The task |
Copy each line of the data that has "hard" in it.

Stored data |
·····

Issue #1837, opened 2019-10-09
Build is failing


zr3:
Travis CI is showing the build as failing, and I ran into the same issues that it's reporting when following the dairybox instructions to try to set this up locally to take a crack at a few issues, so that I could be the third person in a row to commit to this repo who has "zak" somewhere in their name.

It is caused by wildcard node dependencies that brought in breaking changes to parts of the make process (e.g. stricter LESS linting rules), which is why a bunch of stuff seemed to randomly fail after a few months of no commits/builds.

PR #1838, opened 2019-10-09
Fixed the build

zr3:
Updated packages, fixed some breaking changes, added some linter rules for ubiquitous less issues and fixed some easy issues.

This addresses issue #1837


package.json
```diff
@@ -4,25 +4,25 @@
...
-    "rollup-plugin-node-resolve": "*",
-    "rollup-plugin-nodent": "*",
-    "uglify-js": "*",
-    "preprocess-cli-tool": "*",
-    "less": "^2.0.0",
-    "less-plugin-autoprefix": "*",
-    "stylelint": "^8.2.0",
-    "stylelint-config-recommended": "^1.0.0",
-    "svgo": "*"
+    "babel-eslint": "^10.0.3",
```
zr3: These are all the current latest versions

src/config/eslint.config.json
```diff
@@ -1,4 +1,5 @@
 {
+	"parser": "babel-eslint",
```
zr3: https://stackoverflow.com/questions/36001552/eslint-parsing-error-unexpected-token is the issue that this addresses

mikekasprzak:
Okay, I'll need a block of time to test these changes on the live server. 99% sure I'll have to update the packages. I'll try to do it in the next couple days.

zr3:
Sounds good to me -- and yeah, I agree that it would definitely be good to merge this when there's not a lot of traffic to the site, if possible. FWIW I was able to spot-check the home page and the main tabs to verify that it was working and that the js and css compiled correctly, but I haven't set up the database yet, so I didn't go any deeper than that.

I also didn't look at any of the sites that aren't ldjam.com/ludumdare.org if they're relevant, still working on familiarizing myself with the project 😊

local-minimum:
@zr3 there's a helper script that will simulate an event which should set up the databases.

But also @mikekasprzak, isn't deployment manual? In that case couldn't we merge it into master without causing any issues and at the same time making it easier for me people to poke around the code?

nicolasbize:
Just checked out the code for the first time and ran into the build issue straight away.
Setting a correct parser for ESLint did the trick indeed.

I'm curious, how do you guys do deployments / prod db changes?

·····

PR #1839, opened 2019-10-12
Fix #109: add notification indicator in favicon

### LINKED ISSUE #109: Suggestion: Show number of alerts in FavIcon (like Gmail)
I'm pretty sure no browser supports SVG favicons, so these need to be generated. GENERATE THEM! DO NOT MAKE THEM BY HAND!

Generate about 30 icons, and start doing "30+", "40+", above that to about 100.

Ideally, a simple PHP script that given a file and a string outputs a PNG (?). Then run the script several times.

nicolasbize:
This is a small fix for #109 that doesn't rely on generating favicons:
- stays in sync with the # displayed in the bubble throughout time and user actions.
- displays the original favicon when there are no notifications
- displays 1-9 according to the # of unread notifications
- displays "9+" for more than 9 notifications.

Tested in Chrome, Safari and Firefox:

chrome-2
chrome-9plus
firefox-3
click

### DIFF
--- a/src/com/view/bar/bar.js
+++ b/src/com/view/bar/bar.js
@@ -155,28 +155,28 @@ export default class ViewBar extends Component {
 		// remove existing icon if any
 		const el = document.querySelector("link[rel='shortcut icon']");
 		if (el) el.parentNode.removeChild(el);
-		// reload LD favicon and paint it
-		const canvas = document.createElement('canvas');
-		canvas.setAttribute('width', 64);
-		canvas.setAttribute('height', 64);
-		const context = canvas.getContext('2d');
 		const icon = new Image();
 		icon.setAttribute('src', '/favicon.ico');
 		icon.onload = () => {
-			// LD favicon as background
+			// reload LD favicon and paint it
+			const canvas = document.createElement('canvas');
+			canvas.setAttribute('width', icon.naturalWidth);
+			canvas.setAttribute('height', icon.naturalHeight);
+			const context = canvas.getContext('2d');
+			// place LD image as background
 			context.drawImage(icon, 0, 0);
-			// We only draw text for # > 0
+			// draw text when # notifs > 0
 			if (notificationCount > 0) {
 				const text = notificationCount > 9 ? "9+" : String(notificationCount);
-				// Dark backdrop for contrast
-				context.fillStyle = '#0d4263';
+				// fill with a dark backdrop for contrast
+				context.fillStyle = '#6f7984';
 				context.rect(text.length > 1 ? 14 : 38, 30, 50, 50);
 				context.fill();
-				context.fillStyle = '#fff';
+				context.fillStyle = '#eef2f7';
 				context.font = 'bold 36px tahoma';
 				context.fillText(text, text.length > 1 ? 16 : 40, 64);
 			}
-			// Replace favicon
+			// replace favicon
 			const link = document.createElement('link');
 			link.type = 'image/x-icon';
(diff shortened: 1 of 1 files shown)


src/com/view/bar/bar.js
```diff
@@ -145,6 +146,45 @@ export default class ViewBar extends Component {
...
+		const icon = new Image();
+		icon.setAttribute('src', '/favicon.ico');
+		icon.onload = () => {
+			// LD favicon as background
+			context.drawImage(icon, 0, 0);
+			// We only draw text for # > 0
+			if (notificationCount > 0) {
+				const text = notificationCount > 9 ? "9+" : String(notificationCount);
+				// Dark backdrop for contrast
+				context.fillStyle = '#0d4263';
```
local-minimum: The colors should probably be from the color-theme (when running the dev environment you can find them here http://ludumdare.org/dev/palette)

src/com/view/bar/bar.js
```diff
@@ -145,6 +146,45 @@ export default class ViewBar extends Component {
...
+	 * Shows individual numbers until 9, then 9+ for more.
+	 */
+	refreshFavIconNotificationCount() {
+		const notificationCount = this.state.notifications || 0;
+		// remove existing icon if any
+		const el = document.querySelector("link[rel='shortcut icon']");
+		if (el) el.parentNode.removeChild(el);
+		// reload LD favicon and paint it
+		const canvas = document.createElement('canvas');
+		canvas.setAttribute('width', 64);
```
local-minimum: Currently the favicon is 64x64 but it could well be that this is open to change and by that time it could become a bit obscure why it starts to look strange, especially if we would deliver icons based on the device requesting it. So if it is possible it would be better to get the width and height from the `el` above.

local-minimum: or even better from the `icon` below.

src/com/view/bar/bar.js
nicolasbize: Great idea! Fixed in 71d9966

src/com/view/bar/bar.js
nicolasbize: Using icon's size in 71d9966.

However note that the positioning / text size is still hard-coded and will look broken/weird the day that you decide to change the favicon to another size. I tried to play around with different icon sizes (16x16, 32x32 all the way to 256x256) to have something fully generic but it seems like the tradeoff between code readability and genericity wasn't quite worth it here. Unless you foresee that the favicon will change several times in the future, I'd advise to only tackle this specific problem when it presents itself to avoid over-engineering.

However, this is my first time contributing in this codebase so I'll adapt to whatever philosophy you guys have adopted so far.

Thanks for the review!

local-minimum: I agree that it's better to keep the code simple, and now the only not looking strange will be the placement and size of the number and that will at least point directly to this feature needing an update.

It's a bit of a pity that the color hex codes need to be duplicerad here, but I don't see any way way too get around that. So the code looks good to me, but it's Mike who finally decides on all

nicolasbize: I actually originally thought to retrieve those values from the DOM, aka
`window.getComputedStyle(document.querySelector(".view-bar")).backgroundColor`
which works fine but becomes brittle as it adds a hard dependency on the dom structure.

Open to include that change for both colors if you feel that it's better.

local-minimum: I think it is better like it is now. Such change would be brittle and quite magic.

·····

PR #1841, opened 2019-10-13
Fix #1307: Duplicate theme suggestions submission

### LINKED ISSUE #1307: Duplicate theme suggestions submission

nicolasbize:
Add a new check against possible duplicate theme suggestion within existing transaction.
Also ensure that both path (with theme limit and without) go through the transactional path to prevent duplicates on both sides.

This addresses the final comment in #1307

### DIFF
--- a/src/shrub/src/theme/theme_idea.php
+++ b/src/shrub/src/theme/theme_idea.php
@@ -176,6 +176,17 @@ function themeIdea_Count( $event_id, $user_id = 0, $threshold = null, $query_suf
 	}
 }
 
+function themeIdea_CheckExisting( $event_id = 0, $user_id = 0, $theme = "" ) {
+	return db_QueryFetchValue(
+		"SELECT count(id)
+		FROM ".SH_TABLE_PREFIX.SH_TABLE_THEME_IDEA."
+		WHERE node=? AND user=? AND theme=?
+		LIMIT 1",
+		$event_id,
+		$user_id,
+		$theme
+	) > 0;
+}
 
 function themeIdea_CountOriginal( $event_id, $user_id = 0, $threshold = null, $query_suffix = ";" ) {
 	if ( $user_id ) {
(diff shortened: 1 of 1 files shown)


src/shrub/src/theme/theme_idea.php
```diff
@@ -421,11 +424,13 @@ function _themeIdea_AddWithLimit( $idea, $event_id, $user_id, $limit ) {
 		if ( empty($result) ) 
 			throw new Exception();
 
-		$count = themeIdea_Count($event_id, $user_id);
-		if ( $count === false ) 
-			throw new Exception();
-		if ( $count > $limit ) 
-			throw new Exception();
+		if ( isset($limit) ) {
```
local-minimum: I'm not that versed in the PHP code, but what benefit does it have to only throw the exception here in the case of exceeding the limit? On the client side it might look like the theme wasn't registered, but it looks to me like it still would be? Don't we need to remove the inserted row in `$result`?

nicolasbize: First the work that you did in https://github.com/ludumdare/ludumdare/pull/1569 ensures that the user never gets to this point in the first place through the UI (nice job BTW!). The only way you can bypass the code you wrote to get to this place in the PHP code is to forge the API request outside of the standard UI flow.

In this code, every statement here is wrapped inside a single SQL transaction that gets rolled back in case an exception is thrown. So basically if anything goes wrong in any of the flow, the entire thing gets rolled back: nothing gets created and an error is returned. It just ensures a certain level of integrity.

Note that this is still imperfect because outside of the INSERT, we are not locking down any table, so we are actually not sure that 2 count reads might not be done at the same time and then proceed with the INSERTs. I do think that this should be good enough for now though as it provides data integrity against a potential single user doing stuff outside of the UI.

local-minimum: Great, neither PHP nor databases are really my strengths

·····

Reply to the task |
However note that the positioning / text size is still hard-coded and will look broken/weird the day that you decide to change the favicon to another size. I tried to play around with different icon sizes (16x16, 32x32 all the way to 256x256) to have something fully generic but it seems like the tradeoff between code readability and genericity wasn't quite worth it here. Unless you foresee that the favicon will change several times in the future, I'd advise to only tackle this specific problem when it presents itself to avoid over-engineering.
which works fine but becomes brittle as it adds a hard dependency on the dom structure.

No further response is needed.